“Yeah. I got the receipt from the credit card.”
“You have a receipt that someone using this card bought gas. That’s all it says. True?”
“I don’t… I don’t get you.”
“The receipt doesn’t say what car received the gas, or what person pumped it.”
The witness still seemed perplexed.
“Isn’t it true, Alicia, that your Grand Prix was parked outside your house at the time of the shooting?”
This time, the witness didn’t answer so quickly. “My car-”

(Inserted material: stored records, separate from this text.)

PR #375, opened 2020-04-18
Add .git to .dockerignore

SuperSandro2000:
This prevents cache busting while building the Docker Image when only some git data changes like doing a fetching or rebasing without actual changes.


amio:
Thanks! @SuperSandro2000

PR #376, opened 2020-04-18
Filter out empty GitHub tokens

SuperSandro2000:
I had specific the GitHub token like this ``GH_TOKENS=xxxxx,`` and 50% of the requests didn't use a token and failed because of that. To not run into this issue again by accident I filtered out empty results after the split.

### DIFF
--- a/api/github.ts
+++ b/api/github.ts
@@ -76,7 +76,7 @@ const pickGithubToken = () => {
     })
   }
 
-  const tokens = GH_TOKENS.split(',')
+  const tokens = GH_TOKENS.split(',').filter(function(el) {return el.length != 0})
   return tokens[Math.floor(Math.random() * tokens.length)]
 }
 


amio:
I'm using this for testing locally, it works fine by far:

```bash
env GH_TOKENS='xxxxxx' npm run dev:api
```

Not sure about the issue you are running into, are you using a single or multiple tokens? @SuperSandro2000

SuperSandro2000:
I put an extra ``,`` at the end by accident and just wanted to make sure no one else runs into this.
``
env GH_TOKENS='xxxxxx,' npm run dev:api
``

amio:
I think we don't need to bother this case, just remove that extra `,` then it's all good

SuperSandro2000:
How about we make add a comment how to correctly populate this env?

amio:
@SuperSandro2000 That's nice to have

amio:
Thanks @SuperSandro2000 , let's make the change in another PR

SuperSandro2000:
What do you mean with your last comment?

amio:
@SuperSandro2000 I mean "add a comment on how to correctly populate this env" in another PR

PR #386, opened 2020-05-15
badge: add opam service

vladimyr:
Scrape package information from https://opam.ocaml.org using `cheerio`.

This adds a new handler:
```
/opam/:topic/:pkg
```
where the topic can be one of:
- `v` (version)
- `dm` (monthly downloads)
- `license`

## Preview

image

### DIFF
--- a/api/opam.ts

“If I told you that your neighbors will testify that your Grand Prix was parked outside your house at the time of the shooting-”
“Objection, Judge! Objection.”
The judge raised a hand. “The objection is sustained. Mr. Kolarich, you know better. Ladies and gentlemen of the jury, please disregard Mr. Kolarich’s last question. He just stated ‘facts’ to you that haven’t been established as facts.”
“Not yet,” said Kolarich.
The judge turned on Kolarich. “Counsel, you will not interrupt this court, and you are not doing yourself any favors here. This is not the first time I’ve given you this warning. But it will be the last. Are we clear?”
“Yes, Judge.”
“Ladies and gentleman, you are not to believe so-called ‘facts’ just because a lawyer says he has these facts. You will only consider the evidence presented. Now, Mr. Kolarich, see if you can behave yourself.”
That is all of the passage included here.